警察とヤクザの癒着と対立、人間模様
《あらすじ》1957年、大原組内紛による倉島市のやくざ抗争は、反主流派の三宅組長の射殺で終止符を打ったが、三宅派の友安(金子信雄)が組の解散後市会議員になってからは、友安が肩入れする川手(成田三樹夫)が組を作り、大原組の若頭・広谷(松方弘樹)率いる大原興業と反目していた。

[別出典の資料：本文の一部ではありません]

PR #118, opened 2026-02-02
Adding graph automorphism

c-nation:
## 📝 Description

- [x] The code passes CI.


src/sympleq/core/symmetries/clifford.py
```diff
@@ -0,0 +1,95 @@
...
+
+# def _labels_union(independent: list[int], dependencies: dict[int, list[tuple[int, int]]]) -> list[int]:
+#     """Given a set of independent indices and dependencies (mapping from index to list of (index, label) tuples),
+#     return the sorted union of all involved indices.
+#     check if needed - move to utils if so
+# """
+#     return sorted(set(independent) | set(dependencies.keys()))
+
+
+def find_clifford_symmetries(
```
ricott1, line 7: Why do we need this wrapper around `clifford_graph_automorphism_search`? It looks to me that it's only passing over the input parameters

c-nation: It was only really to have something with a more reasonable name in the right place.

src/sympleq/core/graphs/graph_automorphism.py
```diff
@@ -0,0 +1,374 @@
...
+    # Prepared consistency kernel
+    consistency = _ConsistencyChecker(S_mod, use_bitset)
+
+    # Static domain order from base classes (largest first)
+    base_order = sorted(base_classes.keys(), key=lambda c: -len(base_classes[c]))
+    domain_order = [i for c in base_order for i in base_classes[c]]
+
+    # Prepare references for the leaf checks so they dont have to be computed every time
+    pauli_weighted = pauli_sum.copy()
+    pauli_weighted.weight_to_phase()
```
ricott1: Can you give me some intuition of what we are doing here? Why do we need to call wight_to_phase, standardise and then weight_to_phase again?

src/sympleq/core/graphs/graph_automorphism.py
```diff
@@ -0,0 +1,374 @@
...
+    base_weights = np.asarray(pauli_sum.weights)
+    base_phases = np.asarray(pauli_sum.phases, dtype=int)
+    basis_indices = np.asarray(independent_labels, dtype=int)
+    basis_source_ps = pauli_sum[basis_indices]
+
+    dims_array = np.asarray(pauli_sum.dimensions, dtype=int)
+    row_basis_cache: dict[str, np.ndarray] = {}
+    if dims_array.size and np.all(dims_array == dims_array[0]):
+        p_uni = int(dims_array[0])
+        if p_uni == 2:
```
ricott1, line 289:
```suggestion
        cache = _select_row_basis_indices(base_tableau % p_uni, p_uni, base_tableau.shape[1])
        if p_uni == 2:
            row_basis_cache["gf2"] = cache
        else:
            row_basis_cache["gfp"] = cache
```

Find this a tad cleaner

src/sympleq/core/graphs/graph_automorphism.py
```diff
@@ -0,0 +1,374 @@
...
+            rem = sum((not used[y] and (coeffs is None or coeffs[i] == coeffs[y])) for y in base_classes[bi])
+            if rem < best_rem:
+                best_i, best_rem = i, rem
+                if rem <= 1:
+                    break
+        return best_i
+
+    leaf_ctx = _LeafContext(
+        p=p,
+        two_lcm=2 * int(pauli_sum.lcm),
```
ricott1:
```suggestion
        two_lcm=2 * pauli_sum.lcm,
```

src/sympleq/core/symmetries/clifford.py
ricott1: So `clifford_graph_automorphism_search` is meant to be reused somewhere else in the future (even potentially)?

scripts/configs/cspell.json
```diff
@@ -41,6 +42,7 @@
         "eigval",
         "eigvec",
         "elec",
+        "Elim",
```
ricott1, line 45: this is not important by any means, but where is this used?

src/sympleq/core/symmetries/clifford.py
c-nation: Probably not - the structure could change around this. Before I had find_clifford_symmetries doing some work that then moved into the automorphism search function, so find_clifford_symmetries just became a wrapper. we could move the whole automorphism search into clifford.py, or keep the wrapper, or something else. The structure here could be optimised much better I'm sure.

src/sympleq/core/graphs/graph_automorphism.py
c-nation: it is creating two copies, and standardise has phase_to_weight in it. I have pushed a version that removes the need for both copies, though, it was not necessary.

scripts/configs/cspell.json
c-nation: in get_linear_dependencies

RickSimon79221 (approved):

f-martini (approved):

PR #122, opened 2026-02-07
Typing pattern proposal

f-martini:
## 📝 Description

This PR introduces a dedicated typing.py file to centralize shared variant types that would otherwise be duplicated across the codebase, where they tend to drift and become inconsistent over time. Naming these variants makes API intent explicit and improves readability without obscuring supported inputs.

Using formatters (adapter may be a better name) at module boundaries allows us to normalize variants once and work internally with stable, predictable types (as we already do), and avoids repeating isinstance checks and normalization logic throughout the code (we do this as well but there is no infrastructure to aggregate code with similar goals, i.e. the formatters/adapter ).

The main benefit is reduced duplication and safer evolution when supported inputs change, since updates occur in a single place. The trade-off is a small amount of indirection and the fact that type aliases are enforced only by static tooling (which, on the other hand, is nice since it does not impact performance).

- [x] The code passes CI.


ldellant (approved):
Very very good, the fewest place we define the same function/type/etc., the better it is :)

.gitignore
ricott1, line 1: Seems unrelated to the PR?

src/sympleq/core/paulis/typing.py
```diff
@@ -0,0 +1,17 @@
...
+import numpy as np
+from numpy.typing import NDArray
+
+ScalarType = Union[float, complex, int]
+IntNDArray = NDArray[np.integer]
+FloatNDArray = NDArray[np.floating]
+ComplexNDArray = NDArray[np.complexfloating]
+
+IntArrayVariant = Union[int | list[int] | IntNDArray]
+IntMatrixVariant = Union[IntArrayVariant | list[list[int]]]
```
ricott1: Is this used in the codebase? Same for some other types

ricott1 (commented):
In general, very much in favour of this. Probably we should also add some types form circuits and gates

.gitignore
f-martini: reverted 👍🏼

RickSimon79221 (approved):

ricott1 (approved):

PR #128, opened 2026-02-16
Fix pauli symmetries

RickSimon79221:
## 📝 Description
In previous big merge, Pauli symmetry code was not updated to new syntax. That is done here. Also fixes bug in the generation of random pauli-symmtric hamiltonians with redundant qubits. Also adds documentation and tests for pauli symmetry code 

- [x] The code passes CI.


src/sympleq/core/symmetries/pauli.py
```diff
@@ -1,15 +1,26 @@
 import numpy as np
 import itertools
 from sympleq.core.paulis import PauliSum
-from sympleq.core.circuits import Circuit, Hadamard as H, SUM as CX, PHASE as S
+from sympleq.core.circuits import Circuit, HADAMARD as H, CX, PHASE as S
```
ricott1: I think we should import `GATES` and use the gates as `GATES.H` rather than instatiating new singletons (i give an example later)

src/sympleq/core/symmetries/pauli.py
```diff
@@ -40,53 +85,133 @@ def number_of_S(x_exp, z_exp, d):
...
         if pauli_sum.x_exp[pauli_index, i]:
             number_of_sum_x = number_of_SUM_X(pauli_sum.x_exp[pauli_index, qudit],
                                               pauli_sum.x_exp[pauli_index, i],
                                               pauli_sum.dimensions[i])
-            list_of_gates += [CX(qudit, i, pauli_sum.dimensions[qudit])] * number_of_sum_x
-    C.add_gate(list_of_gates)
-    for g in list_of_gates:
-        pauli_sum = g.act(pauli_sum)
+            for _ in range(number_of_sum_x):
+                C.add_gate(CX(), qudit, i)
```
ricott1:
```suggestion
                C.add_gate(GATES.CX, qudit, i)
```

src/sympleq/core/symmetries/pauli.py
```diff
@@ -40,53 +85,133 @@ def number_of_S(x_exp, z_exp, d):
...
+                pauli_sum = CX().act(pauli_sum, (qudit, i))
```
ricott1:
```suggestion
                pauli_sum = GATES.CX.act(pauli_sum, (qudit, i))
```

src/sympleq/core/symmetries/pauli.py
```diff
@@ -40,53 +85,133 @@ def number_of_S(x_exp, z_exp, d):
...
+    C : Circuit
+        The circuit after the gates have been added to cancel out the Z part of the Pauli operator.
+    """
+    C.add_gate(H(), qudit)
+    pauli_sum = H().act(pauli_sum, qudit)
     for i in range(qudit + 1, q_max):
         if pauli_sum.z_exp[pauli_index, i]:
             number_of_sum_z = number_of_SUM_Z(pauli_sum.z_exp[pauli_index, i],
-                                              pauli_sum.x_exp[pauli_index, qudit],
+                                              pauli_sum.z_exp[pauli_index, qudit],
```
ricott1, line 152: this seems a substantial change, Im not familiar with this code, but are u sure we need to change x to z here?

src/sympleq/core/symmetries/pauli.py
```diff
@@ -40,53 +85,133 @@ def number_of_S(x_exp, z_exp, d):
...
+    number_of_phase = number_of_S(pauli_sum.x_exp[pauli_index, qudit], pauli_sum.z_exp[pauli_index, qudit],
+                                  pauli_sum.dimensions[qudit])
+    for _ in range(number_of_phase):
+        C.add_gate(S(), qudit)
+        pauli_sum = S().act(pauli_sum, qudit)
     return pauli_sum, C
 
 
-def cancel_pauli(P, current_qudit, pauli_index, circuit, n_q_max):
+def cancel_pauli(P: PauliSum, current_qudit: int, pauli_index: int, circuit: Circuit, n_q_max: int):
```
ricott1: missing return types

src/sympleq/core/symmetries/pauli.py
```diff
@@ -138,9 +303,8 @@ def symplectic_reduction_iter_qudit_(P, C, pivots, current_qudit):
     # does the current qudit have any X or Z components?
     if any(P.x_exp[:, current_qudit]) or any(P.z_exp[:, current_qudit]):
         if not any(P.x_exp[:, current_qudit]):  # If it is z we need to add a Hadamard gate to make it an X
-            g = H(current_qudit, P.dimensions[current_qudit])
-            C.add_gate(g)
-            P = g.act(P)
+            C.add_gate(H(), current_qudit)
```
ricott1: We could also add a new API as discussed (in a different PR), to do smtg like `C.H(current_qudit)`, what you think?

src/sympleq/core/symmetries/pauli.py
ldellant: Good catch, tbh I am not sure whether before was wrong or not. I think we never tested this function cause we are always diagonalizing in the Z basis. _If it is fast_ we could add a test where we diagonalize in the X basis and we check that all Z part is zero...

ldellant: Actually not sure about this, looking at `cancel_pauli`... Just ignore me :)

src/sympleq/core/symmetries/pauli.py
ldellant: Ignore this comment, but @ricott1 if you could explain why it is missing I would be happy :) 

Seems it returns a PauliSum and a Circuit, which are initialized?

src/sympleq/core/symmetries/pauli.py
```diff
@@ -152,31 +316,55 @@ def symplectic_reduction_iter_qudit_(P, C, pivots, current_qudit):
...
 
-        g = H(current_qudit, P.dimensions[current_qudit])
-        C.add_gate(g)
-        P = g.act(P)
+        C.add_gate(H(), current_qudit)
+        P = H().act(P, current_qudit)
     return C, pivots
 
 
 def symplectic_pauli_reduction(hamiltonian: PauliSum) -> Circuit:
```
ldellant: Can we eliminate this function? Seems redundant, as we can call `symplectic_reduction_qudit` and select C?

src/sympleq/core/symmetries/pauli.py
```diff
@@ -152,31 +316,55 @@ def symplectic_reduction_iter_qudit_(P, C, pivots, current_qudit):
...
+    Returns
+    -------
+    Circuit
+        The Circuit that implements the symplectic reduction algorithm.
+    """
     C, pivots = symplectic_reduction_qudit(hamiltonian)
     return C
 
 
 def pauli_reduce(hamiltonian: PauliSum) -> tuple[PauliSum, list[PauliSum], Circuit, list]:
```
ldellant, line 330: I almost wrote you to eliminate this function cause you have written the class for conditional Hamiltonian, that is just much better... I think however it is worth keeping for testing purposes :)

src/sympleq/models/random_hamiltonian.py
```diff
@@ -181,8 +180,9 @@ def random_pauli_symmetry_hamiltonian(n_qudits: int, n_paulis: int, n_redundant=
 
     P = PauliSum.from_string(pauli_strings, dimensions=[2] * n_qudits, weights=weights, phases=phases)
 
-    g = Gate.from_random(n_qudits, 2)
-    P = g.act(P, 2)
+    if shuffle:
+        g = Gate.from_random(n_qudits, 2)
```
ldellant, line 184: let's go a bit heavier with the gates... `10 * n_qudits ** 2`

tests/core_tests/symmetries_tests/symmetries_test.py
```diff
@@ -159,3 +160,22 @@ def test_random_arbitrary_symmetry(self):
                 assert np.all(H_s.weights == H_out.weights)
 
                 assert c.act(H, all_qudit_indices).to_standard_form() == H.to_standard_form()
+
+    def test_random_pauli_symmetry(self):
+        n_tests = 10
+        n_qudits = 10
```
ldellant: `n_ qudits = rng.integers(5, 25)`

tests/core_tests/symmetries_tests/symmetries_test.py
```diff
@@ -159,3 +160,22 @@ def test_random_arbitrary_symmetry(self):
...
+        n_paulis = 50
```
ldellant: `n_ paulis = rng.integers(5 * n_qudits, 10 * n_qudits ** 2)`

ldellant (approved):

src/sympleq/core/symmetries/pauli.py
ricott1: I meant adding the explicit return type as `-> type` at the end of the line

tests/core_tests/symmetries_tests/symmetries_test.py
ricott1: In general, I don't like using randomness in unit tests, and I think we should rather cover as much as possible and then have separate fuzzing tests. but no strong opinion

src/sympleq/core/symmetries/pauli.py
RickSimon79221: Yes, before, all the paulis where first put into a list and only executet after being collected. This way of doing it seemed to be harder/more annoying to do with the new inplementation of the gates and circuits, so instead I apply the gates now directly, as they are collected. Specifically here, the first gate is a Hadamard that takes the X in the qudit used to eliminate everything else and turns it into a Z. So, if we don't apply the Hadamard immediatly, the X-exponent is the important quantity, if we do, then it becomes the Z-exponent

src/sympleq/core/symmetries/pauli.py
RickSimon79221: Yeah, could be useful

src/sympleq/models/random_hamiltonian.py
RickSimon79221: Its not a random circuit, its a random gate of given size. It is already as random as it can get (probably).

ricott1 (approved):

1963年、大原組と川手組の小競り合いは頻繁に起こり、警察が騒ぎを収めるのに躍起になる中、倉島署刑事の久能(菅原文太)は広谷を可愛がり面倒を見ていた。6年前、久能は三宅組長を射殺した広谷の犯行を見逃してやって以来、二人は固い絆で結ばれている。
その久能や先輩刑事の吉浦(佐野浅男)らは、どんなに実績を上げても昇進は望めず、やくざを適当に取り締まり泳がすことで旨味を享受していた。
折しも友安は川手を使って、工場跡地の土地入札の談合を進め、川手に落札させたが、久能が川手組のチンピラを逮捕して内情を自白させ、落札無効にした上で土地を大原興業のものにしていた。
それに対する川手組の大原興業への報復もあり、市街地抗争が激化した結果、警察批判が強まって、県警から若手エリート警部補の海田(梅宮辰夫)が取締本部に赴任した。海田はヤクザとのしがらみは一切捨てろと命じた。そんな海田のやり方に反発した吉浦は退職して、友安商事の顧問になった。
翌日、大原組長出所祝いの席を狙って、海田は久能には知らせずにガサ入れを強行した。そして大原を逮捕し、組を解散、組員は川手組に吸収という条件をのませた。これは友安と結託した海田が練った作戦だった。
これに怒った広谷は久能を呼びつけて縁を切ると言い、何も知らされていなかった久能は海田への反抗を強めた。そして傷害事件の捜索で犯人を見逃した久能の行動が知れたことから、久能は自宅謹慎となった。
一方、窮地に立たされた広谷は、吉浦をホテルに拉致して立てこもり、海田と取引しようとしたが、海田はこれを無視し、久能に広谷説得を要請した。
久能は広谷に、川手組の解散、広谷らの刑の減刑、という条件で自首を納得させた。「花道じゃけん、カッコつけさせてくれ」と言って久能に手錠をはずさせた広谷は、隙を見て海田に襲いかかり、拳銃を奪って海田を盾に逃げようとした。久能はためらうことなく腰の拳銃を抜いて広谷を射殺した。
命拾いした海田は久能に握手を求めたが拒絶し、久能は広谷の手を握った。
1965年、海田は警察を退職し、友安が仲介した土地に建った石油会社の管理職の道を歩き始めた。一方、久能は巡査として派出所勤務になった。
雨の夜、交通事故の現場検証に出向いた久能は、停止命令を無視したトラックに轢き殺され、加害者不明の交通事故として処理された。
《感想》『仁義なき戦い完結編』を撮った翌年の作で、それまでヤクザを演じた役者が、本作では刑事になるという実録路線の異色作。それだけに、どっちがヤクザか警察か、誰が正義で悪は誰かも見分け難い。結構混沌とした群像劇になっている。
警察の末端とヤクザの癒着、警察内部の上層部と末端の対立を軸にしているのだが、戦後の高度経済成長に向かう日本社会の表裏が、様々なエピソードで描かれている。
「警察は就職の売れ残り」と言われた時代。中学の同級生で、就職先に困ってたまたま警官になった男とヤクザになった男が再会し旧交を温めるが、立場の違いから友情は崩壊する。
主人公の久能と広谷にしても、広谷は社会の底辺をうろつく若者を救える存在として久能は一目置き、広谷は久能に「法より人情の人」として厚い信頼を寄せていた。だが、組織における立場の違いが二人を分けてしまう。「自分の旗を振っている」広谷と、「自分の旗が振れない」久能、二人の友情は幕を閉じる。
表現は荒々しいが描かれるのは人情世界で、久能の思いは組織のしがらみに生きる多くの人に響くはず。対立構造を細かく練り込んだ、緻密な脚本(笠原和夫)だと思う。
チンピラの刺殺シーンに流れる『こんにちは赤ちゃん』、天下り先でエリート管理職が呼び掛ける『ラジオ体操』には笑った。どことなく深作監督の『仁義なき戦い』からの解放感が感じられる。